Child-rape suspect faked own death, lived quietly in Los Angeles under assumed name for more than a decade


DOWNTOWN LOS ANGELES (KABC) — Residents of a downtown Los Angeles building were sad when they learned their longtime maintenance man, a 56-year-old resident of the building they knew as Mark Clemens, had died.

But even as they were planning a memorial service to honor his memory, their grief turned to shock as they learned Mark had hidden a dark secret for more than a decade: He was actually a man named Christian R. Basham, a suspect in a Seattle-area child-rape case who had faked his own death by jumping off a bridge in 2009.

The stunning hidden identity was uncovered only after his death by the Los Angeles County coroner.

“Very shocking,” said Tommy Cuellar, who lived next door to “Mark.” “This was our maintenance guy. This was the guy who had keys to our apartments. It was troubling to say the least, as you could imagine.”

Child-rape suspect Christian R. Basham faked his own death in 2009 by jumping off the Tacoma Narrows Bridge.

Kistap County Sheriff’s Office / KOMO-TV

Police in Bremerton, Wash., a small city in Kitsap County west of Seattle, say the Los Angeles County coroner informed them of Basham’s death and secret identity earlier this week.

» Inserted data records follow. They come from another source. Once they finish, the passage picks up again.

PR #90, opened 2015-11-11
Add addon dependencies

### LINKED ISSUE #30: ADDON_DEPENDENCIES from addon_config.mk is not processed
Thus, when an addon only lists it's primary addon (e.g. `ofxHTTP`), the dependent addons listed in the addons_config.mk file are not tracked down.  Ultimately this will probably have to happen recursively making sure that the whole tree is traversed.  

The makefile system respects the `ADDON_DEPENDENCIES` var and adds the required addons, so this fix will bring those two systems in line with one another.

I'm happy to take a look and implement this, but as there is active PG development at the moment, I don't want to interrupt until things calm just a bit.

HalfdanJ:
Recursively add addon dependencies Fixes #30

### DIFF
--- a/ofxProjectGenerator/src/projects/baseProject.cpp
+++ b/ofxProjectGenerator/src/projects/baseProject.cpp
@@ -260,6 +260,10 @@ void baseProject::addAddon(ofAddon & addon){
     for(int i=0;i<(int)addons.size();i++){
 		if(addons[i].name==addon.name) return;
 	}
+    
+    for(int i=0;i<addon.dependencies.size();i++){
+        addAddon(addon.dependencies[i]);
+    }
 
 	addons.push_back(addon);
 
--- a/ofxProjectGenerator/src/projects/visualStudioProject.cpp
+++ b/ofxProjectGenerator/src/projects/visualStudioProject.cpp
@@ -341,6 +341,10 @@ void visualStudioProject::addAddon(ofAddon & addon){
 		if(addons[i].name==addon.name) return;
 	}
 
+    for(int i=0;i<addon.dependencies.size();i++){
+        baseProject::addAddon(addon.dependencies[i]);
+    }
+
 	addons.push_back(addon);
 
     for(int i=0;i<(int)addon.includePaths.size();i++){
--- a/ofxProjectGenerator/src/projects/xcodeProject.cpp
+++ b/ofxProjectGenerator/src/projects/xcodeProject.cpp
@@ -1165,6 +1165,10 @@ void xcodeProject::addAddon(ofAddon & addon){
 		if(addons[i].name==addon.name) return;
 	}
 
+    for(int i=0;i<addon.dependencies.size();i++){
+        baseProject::addAddon(addon.dependencies[i]);
+    }
+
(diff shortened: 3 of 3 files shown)


ofZach:
thanks this is great !  I'd like to check how the PG handles multiple addons, like if ofxCv include ofxOpenCv but ofxOpenCv is already in the addons.make file, does it get included twice?  I am wondering if need some smarts or not....

HalfdanJ:
It needs a check yes. And i just realized that the make system has the same problem (just tried with ofxCV depending on ofxOpenCv..)

arturoc:
instead of adding a check it's easier and cleaner to use a set for the collection of addons that way every addon no matter how many times is added will be unique. the return for the method that gets the collection of addons can still be a vector that gets filled from the set

HalfdanJ:
I just looked into this, the check is already there: https://github.com/openframeworks/projectGenerator/blob/master/ofxProjectGenerator/src/projects/baseProject.cpp#L261 

Should i change it to the set solution @arturoc mentions, or should we keep it as it is?

bakercp:
Just wanted to ping this issue -- any way I can help move it though?

bakercp:
Ping.  Would love to see this merged ...

arturoc:
i think this might need some work still to avoid duplicated addons. i think adding the addons in a set as a first step to then add them should solve any potential problem. i guess we could have a public method that is 

```
addAddons(vector<std::string>)
```

so all addons have to be added at once and then that method takes care of parsing the dependencies and finally add the individual addons one by one calling the now private `addAddon`

the command line tool already has a vector<string> for the addons so the change would be trivial

bakercp:
This is becoming more important now for automated unit testing etc.

@thomasgeissl has done some work on this interesting project that seems related -- https://github.com/thomasgeissl/ofPackageManager

While I'm not super interested in creating a npm / bundler-style dependency manager it would be really nice to be able to handle more slightly more complex dependency lists in the addon_config.make file and the addons.make ... 

At the very least it seems that we should be able specify the github user / repo e.g. `bakercp/ofxHTTP` and branch / tag.  Thoughts on the best way to do this? (related https://github.com/openframeworks/projectGenerator/issues/30)

bakercp:
Here's a nice well-articulated syntax that I'd love to support in `addon_config.mk` and `addons.make` files:

https://docs.npmjs.com/files/package.json#git-urls-as-dependencies
https://docs.npmjs.com/files/package.json#github-urls

And we kind of already support this with the `local_addons` syntax, etc.
https://docs.npmjs.com/files/package.json#local-paths

ofTheo:
Just ran into this - would love to get this / #30 fixed. 
I can see the possible recursion issues people mention. 

Probably just checking the addons vector before adding and ignore duplicates will solve this. 
I can submit a PR to your branch @HalfdanJ .

ofTheo:
Actually this looks fine as is. It avoid duplicates at the start of that function already. 
Going to merge this - there might be better ways in the future but this is a good start.

Autr:
Is this in the latest 0.11 release? I doesn't happen with the bundled PG...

The department says Basham was arrested in 2008 and charged with second-degree child rape. He was released after posting $350,000 bail.

In March 2009, a witness reported seeing a man, later identifed as matching Basham’s description, jump from the Tacoma Narrows Bridge. His car was found near the scene with a suicide note but his body was never recovered. Police said he was presumed dead, though he remained on a most wanted list and the subject of an outstanding warrant.

The Bremerton Police Department says further investigation will now be conducted to trace Basham’s movement and actions after 2009.

Mark Clemens was already the Los Angeles building’s handyman when Cuellar moved in about a decade ago.

Cuellar said his interactions with Mark were always positive. He always made repairs quickly in the building and even babysat Cuellar’s cat on occasion. Residents of the building were preparing a ceremony to honor his memory before the stunning news spread.

“He was just like a normal person, a little rough sometimes but it was his personality. No other clue that he was this person he was accused of being.”

In retrospect, Cuellar wonders if the assumed name Basham chose was a clue sitting under their noses all this time.

The name Mark Clemens, he speculates, could very well be a combination of the pen name Mark Twain and the author’s real name, Samuel Clemens.

After all, it was Twain’s most memorable characters, Tom Sawyer and Huck Finn, who famously faked their own deaths.